Wieder rauschen wir über enge Verbindungssträsschen durch Wälder und entlang grün leuchtender Wiesen. Auch hat mich mein Nasen und Augenjucken noch nicht verlassen, so weiss ich wenigstens, dass ich nicht träume, während ich mich an den vielen schönen Aussichten satt sehe. Je weniger Häuser wir sehen, desto besser ist es. Hier kommt es einem zum Teil vor, als befände man sich irgendwo in den sparsam bewohnten italienischen Alpen oder aber in Sackgasse-Tälern wie dem hinteren Maggiatal.

Die Strasse führt uns bis nach Libingen, kurz bevor wir dieses kleine, abgeschnittene Dörfchen erreichen, überqueren wir eine hübsche kleine Holzbrücke. Im kleinen Zentrum biegen wir dann nach rechts in Richtung Mosnang ab. Eigentlich können wir nicht wählen, wollen wir doch irgendwie den Heimweg einschlagen und wenn wir nicht denselben Weg zurück nehmen wollen, bleibt kein anderer übrig.

Auf dem Weg zur Hulftegg, dem Bikertreffpunkt des Tösstals, muss vor allem in Mühlrüti aufgepasst werden, denn dort gibt’s einen schlecht einsehbaren Rechtsvortritt mitten im Dörfchen, doch danach kann es los gehen. Nach einer langen Geraden sollten die ersten Kurven mit Vorsicht genossen werden. Die Erste, zwar gut sicht- und einsehbar, macht immer weiter zu, bei der nächsten 180°-Kurve kündigen diverse schwarze Bremsspuren schon an, dass sie schon vielen anfangs unterschätzt wurde. Die folgenden Turns kann man geniessen, kommt einem nicht per Zufall ein kurvenschneidendes Geschoss entgegen.
Im Gegensatz zu den lässig kurven- und abwechslungsreichen Strassen bisher kommt uns die breite, ruhig geschwungene Hauptstrasse sehr langweilig vor. Wir beschliessen daher nicht etwa bis Winterthur auf diesem Asphaltband zu verweilen und die langweilig in die Länge gezogenen Bogen hinter uns zu bringen, sondern nehmen uns die unzähligen Windungen der Hügel bis und um Sternenberg vor.

Vor allem jetzt, gegen Abend nach einem langen und schönen Tag muss man sich ganz besonders zusammen nehmen, um nicht an Konzentration zu verlieren. Allerdings ist das auch kaum möglich. Die engen, verwinkelten und ans Centovalli erinnernden Weglein über die Hügel oberhalb des Tösstals verlangen absolute Aufmerksamkeit.

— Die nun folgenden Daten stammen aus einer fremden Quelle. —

PR #252, opened 2022-07-10
Introduces functionality for optionally returning incomplete pixel data

quilan1:
Thought I might start the conversation around a manner in which one could recover partially rendered image pixel data from a corrupt or partially invalid jpeg file.

Still to do / discuss:
- [ ] Add a test image, but I'm not 100% sure where to put it, and/or write a test for it.
- [ ] Decide on the error format: Should only one error be stored? If multiple errors are recoverable, should this be a vector of Errors? Or just the first one?
- [ ] Should the TryRecover trait be externally visible, or rather a new decode function made? (and pull the recovery machinery inside)

Just wanted to throw out a minimally invasive rough draft, perhaps to start some thinking about things.

======================

Currently, this library is rather rigid, with respect to the specification.
If an error occurs while decoding the stream, the error is returned and
recovery of the partially decoded image is impossible.

However, there are some occasions where it may be possible, to return the
potentially incomplete image data. In this case, the `try_recover` function
may be used on the result of the `decode` function. If the data supports
recovery, the incomplete pixels are returned, but if not, it simply returns
the error.

Added the `TryRecover` trait, the `Error::Recoverable` condition and
implemented a simple example usage -- if an image does not have an EOI
segment, it yields a recoverable error.

Usage of the functionality is straightforward:

```
use jpeg_decoder::TryRecover;

let mut decoder = Decoder::new(File::open("missing-eoi.jpg")?);

// Bails with an IO error about UnexpectedEof
// let pixels = decoder.decode()?;

// Returns the incomplete pixel data of the image
let pixels = decoder.decode().try_recover()?;
```

### DIFF
--- a/src/decoder.rs
+++ b/src/decoder.rs
@@ -272,6 +272,7 @@ impl<R: Read> Decoder<R> {
             ));
         }
 
+        let mut recoverable_error = None;
         let mut previous_marker = Marker::SOI;
         let mut pending_marker = None;
         let mut scans_processed = 0;
@@ -291,7 +292,13 @@ impl<R: Read> Decoder<R> {
         loop {
             let marker = match pending_marker.take() {
                 Some(m) => m,
-                None => self.read_marker()?,
+                None => match self.read_marker() {
+                    Err(e) => {
+                        recoverable_error = Some(e);
+                        break;
+                    },
+                    Ok(v) => v,
+                },
             };
 
             match marker {
@@ -566,10 +573,16 @@ impl<R: Read> Decoder<R> {
         let frame = self.frame.as_ref().unwrap();
         let preference = Self::select_worker(&frame, PreferWorkerKind::Multithreaded);
 
-        worker_scope.get_or_init_worker(
+        let pixels = worker_scope.get_or_init_worker(
             preference,
             |worker| self.decode_planes(worker, planes, planes_u16)
-        )
+        )?;
+
+        if let Some(error) = recoverable_error {
+            Err(Error::Recoverable { err: Box::new(error), pixels: pixels })
+        } else {
+            Ok(pixels)
+        }
     }
 
     fn decode_planes(
--- a/src/error.rs
+++ b/src/error.rs
@@ -30,7 +30,6 @@ pub enum UnsupportedFeature {
 }
 
 /// Errors that can occur while decoding a JPEG image.
-#[derive(Debug)]
 pub enum Error {
     /// The image is not formatted properly. The string contains detailed information about the
     /// error.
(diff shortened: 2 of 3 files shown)


src/error.rs
```diff
@@ -69,3 +88,20 @@ impl From<IoError> for Error {
...
+}
+
+impl TryRecover for Result<Vec<u8>> {
+    fn try_recover(self) -> Self {
+        self.or_else(|err| match err {
+            Error::Recoverable { pixels, .. } => {
+                Ok(pixels)
+            },
+            _ => Err(err),
+        })
```
HeroicKatora, line 105: I would rather provide this as an inherent method of `Error`:

```
impl Error {
    pub fn partial_recover(self) -> Result<Vec<u8>, Error>;
}
```

Each usage site can easily emulate the above trait by calling `Result::{map_,}or_else` themselves which is even slightly more powerful by allowing other `Ok`-types than `Vec<u8>`.

src/decoder.rs
```diff
@@ -291,7 +292,13 @@ impl<R: Read> Decoder<R> {
         loop {
             let marker = match pending_marker.take() {
                 Some(m) => m,
-                None => self.read_marker()?,
+                None => match self.read_marker() {
+                    Err(e) => {
```
HeroicKatora, line 296: Do we really want to ingore all IO errors? see `io::Error::kind()` and `ErrorKind::UnexpectedEof`, I would start with a small set.

src/error.rs
```diff
@@ -41,6 +40,13 @@ pub enum Error {
     Io(IoError),
     /// An internal error occurred while decoding the image.
     Internal(Box<dyn StdError + Send + Sync + 'static>), //TODO: not used, can be removed with the next version bump
+    /// An error that occurred during the decode, but allows for incomplete image pixel data to be returned with `try_recover()`
+    Recoverable {
+        /// Error occurred while decoding the image
+        err: Box<Self>,
+        /// Incomplete pixel data of the image
+        pixels: Vec<u8>
+    }
```
HeroicKatora, line 49: If the variant stored a `struct RecoverableError` that contains the fields instead we could later add different error information and state in a SemVer compatible upgrade. And provide methods specifically for recoverable errors, such as listing of errors or a summary of their kinds / specificity. Nothing specific comes to mind but it's been quite useful to keep the option available.

Compare roughly design of `image::ImageError` for *some inspiration*, maybe, but I don't want to cause rash complexification either. Simply these fields in a struct seems fine to me for the moment. That would answer the question of multiple errors by not having to answer it, yet :slightly_smiling_face:

HeroicKatora:
I've added my thoughts on idiomatic code style above but in terms of functionality, I do believe this is already decently covers a few cases. We clearly signal when a result is not standard compliant (except for implementation bugs) but have an interface to return the main decoding result as far as possible nevertheless.

Finding a non-license encumbered test is always a hassle. However, as a guidance you can add a subfolder `tests/recover` structured similar to `reftest`. I'm not sure which properties we even want to test for these images, though. Maybe start with asserting that a recoverable error is returned without checking the exact contents?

Kurz vor Sternenberg hat es auf der rechten Strassenseite eine kleine Erhöhung, wo man regelmässig Motorradfahrer beim Grillen sieht. Warum also nicht auch sich dazu gesellen, frage ich mich. Ein Blick auf meine Uhr zeigt mir aber, dass ich mir das heute nicht mehr erlauben kann, will ich zu einer normalen Tageszeit noch nach Hause kommen.

Weiter geht es über Roth und Bichelsee heimwärts in Richtung Turbenthal. Die langen Strecken sind nun gegen Abend eher angenehm. Für wen es aber noch ein wenig mehr sein darf, der sollte statt dessen über den Sitzberg nach Wila fahren, da bieten sich ihm noch einige weitere schöne Strecken.

Aber für uns ist es langsam genug, werden wir doch seit Rikon von einem uns folgenden Polizeiwagen genauestens beäugt. Wahrscheinlich würde nur die geringste Geschwindigkeitsübertretung genügen und schon wären wir dran. Aber diese Blösse geben wir uns nicht, und obwohl wir beinahe einen Krampf im Handgelenk kriegen, fahren wir mehr als korrekt. Bis nach Sennhof folgt er uns immer schön mit geringem Abstand. Als wir dann jedoch über die Kyburg abbiegen, gibt er endlich auf und zieht ohne Bussen verteilt zu haben weiter nach Weisslingen.

Wir geniessen die letzten Kurven über Billikon und lassen die Motoren bis Effretikon nochmals knurren, bevor wir unseren Motos eine wirklich sehr verdiente Ruhepause in der Garage gönnen.